The records follow. Count the lines holding "info" and give only the number.
------------------------------------------------------------------------
PR #1190, opened 2023-02-27
Gzip snapshots to db

petchells:


whois-nrtm4/src/main/java/net/ripe/db/nrtm4/SnapshotFileGenerator.java
```diff
@@ -3,92 +3,148 @@
...
+                LOGGER.info("NRTM writer thread interrupted", e);
+                Thread.currentThread().interrupt();
             }
         }
-        return snapshotFiles;
+        LOGGER.info("NRTM generation complete {}", stopwatchRoot);
+        return publishedFiles;
     }
 
     public Optional<SnapshotFile> getLastSnapshot(final NrtmSourceModel source) {
```
MiguelAHM, line 150: We are not using it

whois-nrtm4/src/main/java/net/ripe/db/nrtm4/SnapshotFileGenerator.java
------------------------------------------------------------------------
### REPLY
2